Stored data entries:
----

PR #264, opened 2017-10-04
ENT-3277: Update travis to use stages.

Lex-2008:
Also provide a simple sample .travis.yml file

Note that this PR will break Travis building in other repos, so it should be merged together with relevant PRs to other repos, and after that all PRs in other repos should be rebased.

### DIFF
--- a/.travis.yml
+++ b/.travis.yml
@@ -1,0 +1,28 @@
+# This is a sample file which should be put into other repos.
+# Idea is that other repos (nova, enterprise, mission-portal) should check out
+# this repo (buildscripts) and run common travis script from this repo
+
+sudo: required
+language: generic
+
+install: cd .. && git clone git@github.com:cfengine/buildscripts.git
+script: buildscripts/build-scripts/travis
+
+jobs:
+  include:
+
+    - stage: build
+      env: JOB=build
+      language: c
+      cache:
+        directories:
+          - $HOME/.cache/
+
+
+    - stage: test
+      env: JOB=acceptance-test
+      if: not type = cron
+
+    - stage: test
+      env: JOB=deployment-test
+      if: not type = cron
--- a/build-scripts/travis
+++ b/build-scripts/travis
@@ -1,85 +1,173 @@
 #!/bin/bash
 
 set -ex
-for i in core nova enterprise mission-portal masterfiles design-center
-do
-    if [ -d $i ]
-    then
-        # Repo already checked out. Probably by Travis.
-        # Travis checks out only one branch, what confuses `determine-version.py`.
-        # To fix it, we need to ask git to checkout other branches, too.
-        # But we do it only for "core" and those repos where
-        # ./3rdparty/core/determine-version.py file exists.
-        # (Other repos are not checked for versions, we assume).
-        if [ "$i" = "core" -o -f $i/3rdparty/core/determine-version.py ]
-        then
-            (
-            cd $i
-            # Rename the branch we're on, so that it's not in the way for the
-            # subsequent fetch. It's ok if this fails, it just means we're not on any
-            # branch.
-            git branch -m temp-branch || true
-            # Fetch rest of branches
-            git fetch origin 'refs/heads/*:refs/remotes/origin/*'
-            # Get last remaining tags, if any.
-            git fetch --tags origin
-	    # This was partially taken from Mender repo:
-	    # https://github.com/mendersoftware/mender/blob/fc27422420bd3859d917579484856debdfa50e5f/.travis.yml#L61-L69
-            )
-        fi
-    else
-        git clone git@github.com:cfengine/$i.git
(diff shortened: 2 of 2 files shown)


.travis.yml
```diff
@@ -0,0 +1,24 @@
+sudo: required
+language: generic
+
+install: cd .. && git clone git@github.com:cfengine/buildscripts.git
```
jimis: why is this needed?

.travis.yml
```diff
@@ -0,0 +1,24 @@
...
+      env: JOB=build
+      language: c
+      cache:
+        directories:
+          - $HOME/.cache/
+
+
+    - stage: test
+      env: JOB=acceptance-test
+      if: not type = cron
```
jimis: why not run cron jobs?

build-scripts/travis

----

- Exercise aim -
Output all of the data exactly.

- Written answer -
PR #264, opened 2017-10-04
ENT-3277: Update travis to use stages.

Lex-2008:
Also provide a simple sample .travis.yml file

Note that this PR will break Travis building in other repos, so it should be merged together with relevant PRs to other repos, and after that all PRs in other repos should be rebased.

### DIFF
--- a/.travis.yml
+++ b/.travis.yml
@@ -1,0 +1,28 @@
+# This is a sample file which should be put into other repos.
+# Idea is that other repos (nova, enterprise, mission-portal) should check out
+# this repo (buildscripts) and run common travis script from this repo
+
+sudo: required
+language: generic
+
+install: cd .. && git clone git@github.com:cfengine/buildscripts.git
+script: buildscripts/build-scripts/travis
+
+jobs:
+  include:
+
+    - stage: build
+      env: JOB=build
+      language: c
+      cache:
+        directories:
+          - $HOME/.cache/
+
+
+    - stage: test
+      env: JOB=acceptance-test
+      if: not type = cron
+
+    - stage: test
+      env: JOB=deployment-test
+      if: not type = cron
--- a/build-scripts/travis
+++ b/build-scripts/travis
@@ -1,85 +1,173 @@
 #!/bin/bash
 
 set -ex
-for i in core nova enterprise mission-portal masterfiles design-center
-do
-    if [ -d $i ]
-    then
-        # Repo already checked out. Probably by Travis.
-        # Travis checks out only one branch, what confuses `determine-version.py`.
-        # To fix it, we need to ask git to checkout other branches, too.
-        # But we do it only for "core" and those repos where
-        # ./3rdparty/core/determine-version.py file exists.
-        # (Other repos are not checked for versions, we assume).
-        if [ "$i" = "core" -o -f $i/3rdparty/core/determine-version.py ]
-        then
-            (
-            cd $i
-            # Rename the branch we're on, so that it's not in the way for the
-            # subsequent fetch. It's ok if this fails, it just means we're not on any
-            # branch.
-            git branch -m temp-branch || true
-            # Fetch rest of branches
-            git fetch origin 'refs/heads/*:refs/remotes/origin/*'
-            # Get last remaining tags, if any.
-            git fetch --tags origin
-	    # This was partially taken from Mender repo:
-	    # https://github.com/mendersoftware/mender/blob/fc27422420bd3859d917579484856debdfa50e5f/.travis.yml#L61-L69
-            )
-        fi
-    else
-        git clone git@github.com:cfengine/$i.git
(diff shortened: 2 of 2 files shown)


.travis.yml
```diff
@@ -0,0 +1,24 @@
+sudo: required
+language: generic
+
+install: cd .. && git clone git@github.com:cfengine/buildscripts.git
```
jimis: why is this needed?

.travis.yml
```diff
@@ -0,0 +1,24 @@
...
+      env: JOB=build
+      language: c
+      cache:
+        directories:
+          - $HOME/.cache/
+
+
+    - stage: test
+      env: JOB=acceptance-test
+      if: not type = cron
```
jimis: why not run cron jobs?

build-scripts/travis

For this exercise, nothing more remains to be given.